Kurung Kumey district (Pron:/kʊˈɹʌŋ kʊˈmi/) is one of the 26 districts of the northeastern Indian state of Arunachal Pradesh, with its district headquarters in Koloriang.

==Origin of name==
The name of this district is derived from the Kurung and the Kumey, the two principal rivers which flow through it. According to the myth the Kurung and the Kumey rivers were two sisters; during the age of marriage Kurung eloped without permission from her parents and Kumey got married according to her parents' wishes. Therefore, the Kurung flows with a violent roar and ashy colour because her parents shout and throw ashes after her, while the Kumey flows silently and clearly with pleasure from her parents. So people Accepted River was more beautiful than the Kurung River and followed the discipline of their parents.

==History==
The territory occupied by the present district became part of the North East Frontier Tracts in 1914. In 1954, it became part of Subansiri Frontier Division, which was later renamed as Lower Subansiri district. On 1 April 2001, this district was created by bifurcating Lower Subansiri district.

==Divisions==
The following are the sub-divisions and circles of Kurung Kumey district:
- Nyapin Sub-Division: Circles of Nyapin, Phassang
- Koloriang Sub-Division: Circles of Parsi-Parlo, Koloriang, Sangram
- Damin Sub-Division: Circles of Sarli, Damin

There are two Arunachal Pradesh Legislative Assembly constituencies in this district: Nyapin, and Koloriang. Both are part of Arunachal West Lok Sabha constituency.

==Demographics==
According to the 2011 census Kurung Kumey district has a population of 92,076, roughly equal to the nation of Seychelles. This gives it a ranking of 617th in India (out of a total of 640). The district has a population density of 15 PD/sqkm. Its population growth rate over the decade 2001–2011 was 111.01%. Kurung Kumey has a sex ratio of 1029 females for every 1000 males, and a literacy rate of 50.67%.

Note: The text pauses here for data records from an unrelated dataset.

PR #4068, opened 2026-08-12
Added documentation on acces modes

stijndehaes:
In support of: #3981

### DIFF
--- a/docs/docs/concepts/technical-assets.md
+++ b/docs/docs/concepts/technical-assets.md
@@ -32,7 +32,7 @@ Output Ports should follow the advice that data that belongs together should als
 When creating a Technical Asset, you can choose between two provisioning strategies:
 
 ### Default Mapping
-This is the **recommended option for most users**. Default mapping uses the platform's standard provisioning conventions, automatically generating technical identifiers (paths, table names, schemas, etc.) based on your Data Product's namespace and configuration.
+This is the **recommended option for most users**. Default mapping uses the platform's standard provisioning conventions,automatically generating technical identifiers (paths, table names, schemas, etc.) based on your Data Product's namespace and configuration.
 
 **Benefits:**
 - Follows organizational naming conventions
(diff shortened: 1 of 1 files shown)


docs/docs/concepts/technical-assets.md
```diff
@@ -50,6 +50,25 @@ This option allows you to override the default provisioning and specify your own
...
+An example of a scenario where access modes are useful is a technical asset that is an API.
+Each different access mode could represent a different level of access to the API. For example:
+
+- **Basic**: Allows consumers to retrieve non-sensitive data through the API.
+- **Admin**: Allows consumers to retrieve sensitive data through the API.
+
+This could be represented with multiple Technical Assets as well, but that means you need multiple output ports. Which might
+result in a lot of Output Ports to choose from. Access Modes allows you to have a single Output Port in these cases, making
+things less overwhelming for consumers.
+
```
katarinamil, line 69: I would add: Output port can contain multiple technical assets only if all of technical assets belonging to the output port have the same access modes. If not, producer will have to create different output ports, which will lead to a lot of output ports to choose from, or create technical assets with identical access modes, which will allow to add them to the same output port.

docs/docs/concepts/technical-assets.md
```diff
@@ -50,6 +50,25 @@ This option allows you to override the default provisioning and specify your own
...
 **Recommendation:** Start with default mapping unless you have a specific requirement for custom configuration.
 
+## Access modes
+
+Technical Assets might have access modes defined or not.
+When no access modes are defined, granting access to a technical asset via the output port should grant read access
+through [provisioning](../developer-guide/provisioner.md) to the underlying technical asset.
+
+However when a Technical Asset exposes access modes, a consumer of an Output Port containing the Technical Asset must
+choose the access mode they want to use.
```
katarinamil: I would add: When creating technical asset, producer will see if admin has allowed multiple access modes for the asset and will be able to choose from the list of possible access modes for that asset type. Only then I would say that the consumer will be able to choose from the list of access modes.

docs/docs/concepts/technical-assets.md
stijndehaes: I added something like it but did not spell it out directly. Found it a bit too much text

docs/docs/concepts/technical-assets.md
```diff
@@ -32,7 +32,7 @@ Output Ports should follow the advice that data that belongs together should als
 When creating a Technical Asset, you can choose between two provisioning strategies:
 
 ### Default Mapping
-This is the **recommended option for most users**. Default mapping uses the platform's standard provisioning conventions, automatically generating technical identifiers (paths, table names, schemas, etc.) based on your Data Product's namespace and configuration.
+This is the **recommended option for most users**. Default mapping uses the platform's standard provisioning conventions,automatically generating technical identifiers (paths, table names, schemas, etc.) based on your Data Product's namespace and configuration.
```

After bifurcation the district has a population of 45,372. Scheduled Tribes are 44,641 (98.39%).

At the time of the 2011 census, 93.62% of the population spoke Nyishi and 4.09% Puroik as their first language.

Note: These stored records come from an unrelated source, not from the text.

PR #4114, opened 2026-08-18
Feature/coder access integration

HannesDS:

image

Feature: add a CoderPlugin workspace launcher tile, and drive the technical-asset and dataset action tiles from the existing plugin system instead of hardcoded Collibra/Datahub tiles.

The technical-asset and dataset action panels had Collibra/Datahub baked in directly, even though the backend already has a generic plugin/tile system (AssetProviderPlugin, /v2/plugins/platform-tiles). Coder is a new integration we want as a tile (a data-product-scoped launcher into a Coder VS Code workspace, following the same pattern as the existing Conveyor and Agno launcher plugins) — adding it was the forcing function to finally remove the hardcoded tiles and make both action panels fully plugin-driven.
  
  - Backend: add CoderPlugin (technical_asset_configuration/coder/schema.py) — builds a Coder workspace URL from the data product's GitHub repo (CODER_BASE_URL + CODER_GITHUB_ORG settings, both new and empty by default). Not added
  to ENABLED_PLUGINS, so it's inert until an environment configures it.
  - Frontend: TechnicalAssetActions and DatasetActions now fetch tiles from useGetPlatformTilesQuery()/useLazyGetPluginUrlQuery() instead of a hardcoded Collibra/Datahub tile list; added coder-logo.svg; removed the now-unused collibra-logo.svg and datahub-logo.svg assets and their translation strings.
  - Docs: fixed stale app/data_output_configuration/... path references in adding-integrations.md (the package was renamed to technical_asset_configuration).
  - Added test coverage for the new plugin (test_schema.py, test_router.py) and both refactored action components.


backend/tests/app/technical_asset_configuration/coder/test_schema.py
```diff
@@ -0,0 +1,28 @@
...
+        assert meta.display_name == "Coder"
+        assert meta.platform_key == "coder"
+        assert meta.show_in_form is False
+        assert meta.has_environments is False
+
+    @patch("app.technical_asset_configuration.coder.schema.settings")
+    def test_get_url_builds_workspace_link_from_data_product_namespace(
+        self, mock_settings, session
+    ):
+        mock_settings.CODER_BASE_URL = "https://ide.test.dp.uhasselt.be"
```
vlieven: Do we want uhasselt as example in our codebase?

frontend/src/pages/output-port/components/dataset-actions/dataset-actions.component.tsx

Hiya village under the Nyapin circle is the largest village in the Kurung Kumey district in terms of the total population and geographical extent. The village is mostly inhabited by Tame Clan (Now Tarh) besides clans like Takio, Tai, Hillang, Kipa, Bakey, etc. which compromise with a few populations. Tarh is a clan-based society mixed of several clans like Hura, Tam, Takio, Tame, Tayeng, Hina, Tarak, and many more some of them settled in Kra Daadi, Lower Subansiri, Papum Pare, East Kameng, etc.

The main tribes inhabiting the district are Nyishi, Bangru, and Puroik.

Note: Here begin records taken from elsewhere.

PR #4133, opened 2026-08-24
Allow uploading data model through UI

stijndehaes:

image

As owner on empty page:
Screenshot 2026-08-24 at 14 26 08

As non owner on empty:
image


backend/app/open_api_export.py
```diff
@@ -97,5 +107,38 @@ def custom_openapi(app: FastAPI):
     return app.openapi_schema
 
 
+def fix_file_upload_methods(
```
stijn-janssens, line 110: can you briefly explain what has to happen here or why the initial generation breaks?

docs/docs/developer-guide/schema-information.md
```diff
@@ -66,10 +66,11 @@ This gives consumers a quick understanding of the structure of the data an outpu
 Obtain or create the Bitol ODCS data contract that describes your output port.
 A complete example contract is available [here](https://github.com/conveyordata/data-product-portal/blob/main/integrations/bitol/data-contract-example.yml)
 
-Portal accepts the full ODCS document, so you can post the contract as-is; only its `schema` section is used.
+Portal accepts the full ODCS document, so you can post the contract as-is; only its `schema` section is used.w
```
stijn-janssens:
```suggestion
Portal accepts the full ODCS document, so you can post the contract as-is; only its `schema` section is used.
```

stijn-janssens (approved):

backend/app/open_api_export.py
stijndehaes: Added an explenation, thanks for pointing this out :)

stijn-janssens: alright, clear reply. Anything we can change on rtk side to be better compatible with 3.1? Or just something they have to fix at some point?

Bangru as a distinct cultural and linguistic group is hardly known by outsiders; who still consider them as part of the Nyishi tribe. But according to recent research, they are distinct from Nyishi in terms of their language and origin. They are considered to be more similar to the Miji (Sajolang) of the West Kameng district of Arunachal Pradesh in terms of their language and customs.